Life Insurance Options
When you start looking for life insurance, there are several different policy and life insurance company options that you can choose from, each of them has their own advantages and disadvantages. It’s important to sit down with your spouse and discuss which one will best for your family.
The first two options are the standard life insurance policies, term and permanent life insurance. A term life insurance policy that is only effective for a pre-determined time, like 10,20, or 30 years. Once that time is up, the policy is no longer effective, these policies basically have an expiration date. One the set term is over, you’ll have to go through the application process again and purchase another policy.
On the flip side is permanent life insurance, which is exactly what it sounds like. As long as you continue to pay the monthly premiums, these policies are in force. These plans also build cash value, which is useful if you ever need to take out a loan using the cash value.
Aside from the traditional life insurance plans, there are also joint life insurance plans. These policies are similar except for they cover two different people under them instead of just one. With joint policies, there are two main types to consider, first-to-die insurance and second-to-die insurance.

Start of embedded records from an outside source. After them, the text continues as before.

Issue #3949, opened 2020-11-27
Hash and BoundedEnumerable instances for QValue


rossabaker:
A `QValue` can have a `Hash` and `BoundedEnumerable` instance.  The procedure is similar to #3902 and should be done from the series/0.21 branch.  This will give a tour of defining cats instances, how to avoid them clashing, and how to test for lawfulness.

rossabaker:
If we have more volunteers than tickets, we can spin off similar tickets to this.

jyoo980:
I'd like to give this a go!

rossabaker:
@jyoo980 Do you still have time for this or should I throw it back in the pool for LSUG this weekend?  Thanks!

jyoo980:
@rossabaker 

Sorry for the delay, I think I'm quite occupied at the moment, so it's better if anyone else who is interested can pick this up!

rossabaker:
Okay, no worries. And I'm sure we'll have more tickets like this in case you want one later. :smile:

Hiroki6:
I'd like to work on this issue.

Hiroki6:
Hi @rossabaker , I've made a PR for this issue: https://github.com/http4s/http4s/pull/4479

m-sp:
thanks again for your contribution!

PR #4479, opened 2021-02-18
Add Hash and BoundedEnumerable instances for QValue

Hiroki6:
For https://github.com/http4s/http4s/issues/3949

Please let me know if using `unapply` is not a good idea.

### DIFF
--- a/core/src/main/scala/org/http4s/QValue.scala
+++ b/core/src/main/scala/org/http4s/QValue.scala
@@ -21,7 +21,6 @@ import cats.{Hash, Order, Show}
 import org.http4s.internal.parboiled2.{Parser => PbParser}
 import org.http4s.parser.{AdditionalRules, Http4sParser}
 import org.http4s.util.Writer
-
 import scala.reflect.macros.whitebox
 
 /** A Quality Value.  Represented as thousandths for an exact representation rounded to three
--- a/core/src/main/scala/org/http4s/QValue.scala
+++ b/core/src/main/scala/org/http4s/QValue.scala
@@ -16,10 +16,12 @@
 
 package org.http4s
 
-import cats.{Order, Show}
+import cats.kernel.BoundedEnumerable
+import cats.{Hash, Order, Show}
 import org.http4s.internal.parboiled2.{Parser => PbParser}
 import org.http4s.parser.{AdditionalRules, Http4sParser}
 import org.http4s.util.Writer
+
 import scala.reflect.macros.whitebox
 
 /** A Quality Value.  Represented as thousandths for an exact representation rounded to three
@@ -72,11 +74,14 @@ final class QValue private (val thousandths: Int) extends AnyVal with Ordered[QV
 
       b.append(convert(mod10)) // Last digit
     }
+
 }
 
 object QValue {
   lazy val One: QValue = new QValue(1000)
   lazy val Zero: QValue = new QValue(0)
+
+  def unapply(qValue: QValue): Option[Int] = Some(qValue.thousandths)
 
   private def mkQValue(thousandths: Int, s: => String): ParseResult[QValue] =
     if (thousandths < 0 || thousandths > 1000)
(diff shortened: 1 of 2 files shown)


core/src/main/scala/org/http4s/QValue.scala
```diff
@@ -144,11 +148,44 @@ object QValue {
   @deprecated("""use qValue"" string interpolation instead""", "0.20")
   def q(d: Double): QValue = macro Macros.qValueLiteral
 
-  implicit val http4sOrderForQValue: Order[QValue] = Order.fromOrdering[QValue]
-  implicit val http4sShowForQValue: Show[QValue] = Show.fromToString[QValue]
-  implicit val http4sHttpCodecForQValue: HttpCodec[QValue] = new HttpCodec[QValue] {
-    def parse(s: String): ParseResult[QValue] = QValue.parse(s)
-    def render(writer: Writer, q: QValue): writer.type = q.render(writer)
+  implicit val catsInstancesForHttp4sQValue: Order[QValue]
```
rossabaker, line 151: Combining these is good, but it's going to break binary compatibility on version 0.21.  We should keep the old instances, make them not implicit, and deprecate them for version 0.21.20.  To avoid code duplication, I think they can just be aliases to this new combined instance.

core/src/main/scala/org/http4s/QValue.scala
```diff
@@ -72,12 +73,15 @@ final class QValue private (val thousandths: Int) extends AnyVal with Ordered[QV
...
       b.append(convert(mod10)) // Last digit
     }
+
 }
 
 object QValue {
   lazy val One: QValue = new QValue(1000)
   lazy val Zero: QValue = new QValue(0)
 
+  def unapply(qValue: QValue): Option[Int] = Some(qValue.thousandths)
```
rossabaker, line 83: I didn't think of this, but it seems good to me.

rossabaker (changes requested):
Thanks! This looks mostly on the right track.  Just a minor thing below:

rossabaker:
Oh, and it'll need a `scalafmtAll` too.  

You can test the MiMa issue locally with `mimaReportBinaryIssues`.  If it runs clean, you can disregard my other comment. :smile:

core/src/main/scala/org/http4s/QValue.scala
Hiroki6: understood. Thank you for your comment.
I fixed it.

Hiroki6:
> Oh, and it'll need a `scalafmtAll` too.
> 
> You can test the MiMa issue locally with `mimaReportBinaryIssues`. If it runs clean, you can disregard my other comment. smile

I ran `scalafmtAll` and `mimaReportBinaryIssues` locally.
Now all checks passed.

rossabaker (approved):
Looks great. Thanks!

Hiroki6:
@rossabaker 
Sorry, I noticed my mistake.
The test code of new instances has to be added `QValueSuite.scala`. 
But I added these into `QValueSpec.scala` which was an old file because my local repo was a little bit old and I took a mistake of local rebase.
What kind of process should I take?
Should I create a new PR for this?

rossabaker:
Oh, right. I noticed they were in the Spec when I did the merge to 0.22 and moved them to the Suite.  I guess we have some duplicate tests in 0.21 now between the Spec and the Suite.  If you do a PR to 0.21 to consolidate everything into QValueSuite, that'd be great.  It's not at all urgent: the tests are all there, and it's cleaned up on the later branches  Thanks!

Hiroki6:
> Oh, right. I noticed they were in the Spec when I did the merge to 0.22 and moved them to the Suite. I guess we have some duplicate tests in 0.21 now between the Spec and the Suite. If you do a PR to 0.21 to consolidate everything into QValueSuite, that'd be great. It's not at all urgent: the tests are all there, and it's cleaned up on the later branches Thanks!

@rossabaker Thank you for moving them to the Suite when you did the merge to 0.22.
I've made a PR to 0.21 to fix it.

PR #4490, opened 2021-02-19
delete QValueSpec and consolidate all into QValueSuite

Hiroki6:
For https://github.com/http4s/http4s/issues/3949

I made a mistake in the previous PR, https://github.com/http4s/http4s/pull/4479, that I added some test code into QValueSpec. But this file was already renamed into QValueSuite, so I consolidate the test code into QValueSuite and delete QValueSpec again.


m-sp (approved):
thanks for following up on this!

rossabaker (approved):

PR #4491, opened 2021-02-19
cleanup scalafix build

m-sp:
looking for some feedback, this is a bit of a change in the setup for scalafix.
it's modeled after what cats and [cats-effect](https://github.com/typelevel/cats-effect/pull/1686/files)

this disables the publishing but the scalafix can still be run via `sbt ";scalafixEnable ;scalafixAll github:http4s/http4s/series/0.22"` but would enable any dotty plans

### DIFF
--- a/.github/workflows/ci.yml
+++ b/.github/workflows/ci.yml
@@ -27,7 +27,7 @@ jobs:
       fail-fast: false
       matrix:
         os: [ubuntu-latest]
-        scala: [2.12.13, 2.13.4, 3.0.0-M3]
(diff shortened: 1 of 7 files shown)


rossabaker (commented):
This is closer to how it used to work, and I don't recall why we switched away.  

If it's no longer an aggregate, it's going to be easier to neglect to run it before CI, but CI should still keep it working.  But it solves the problem of it not keeping up with the latest Dotty versions while we're in such churn.

If this is how other successful projects are using it, I'm up for it.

First-to-die policies are paid out when the first person in the couple passes away. The payout from the policy automatically goes to the spouse and the policy is no longer effective.
Second-to-die policies are the opposite. These policies are paid out when both people pass away. The money is normally given to the children or another beneficiary to help pay for all of the final expenses like mortgages, funeral costs, and taxes.
How much do you need?
Now that you know which type of policy you’ll get, you both will have to decide how large of a policy you’re going to buy. You can get a policy as small as $25,000 all the way up to millions of dollars. Obviously, the larger the policy, the more expensive the monthly premiums are going to be. It’s important to find the perfect balance between adequate life insurance coverage and affordable monthly premiums.
The biggest thing to consider when calculating your insurance needs is your debt. If you or your spouse (or both) were to pass away, would your loved ones be left with lies and piles of unexpected debt? Who would pay for the car and the mortgage? It’s important to plan ahead for the terrible things that could happen. After you add up all of your debt, then you have a great starting point for deciding how much life insurance you’ll need.
The other factor you should consider is that number of people that would suffer from losing you and your salary. Do the two of you have children that would struggle to get by? Does one spouse not work and rely solely on the other’s income? Each situation is going to be different, there is no “one size fits all” life insurance plan.
Getting the lowest rates
When you apply for life insurance, the company is going to look at many different things when calculating your monthly premiums. One of the biggest factors is your age. The younger you are, the cheaper your rates are going to be. If you’re looking to save some money, don’t wait to apply for life insurance.
The company is also going to look at your health. Do you have any high risk or chronic conditions? Do you exercise regularly? Are you at a healthy weight? All of these are going to impact what type of rating you receive from the company. One of the best things you can do to save money on life insurance is to lose weight and exercise regularly. The healthier you are, the less risk you pose to the insurance company.
After the initial paperwork, the company will send a paramedic to your house to do a medical exam. This medical exam will consist of family history, some health questions and basic vitals like blood pressure. They will also take a blood sample and urine sample. After this they will look at all of the factors and give you a rating that will determine how much you pay and if you’re approved.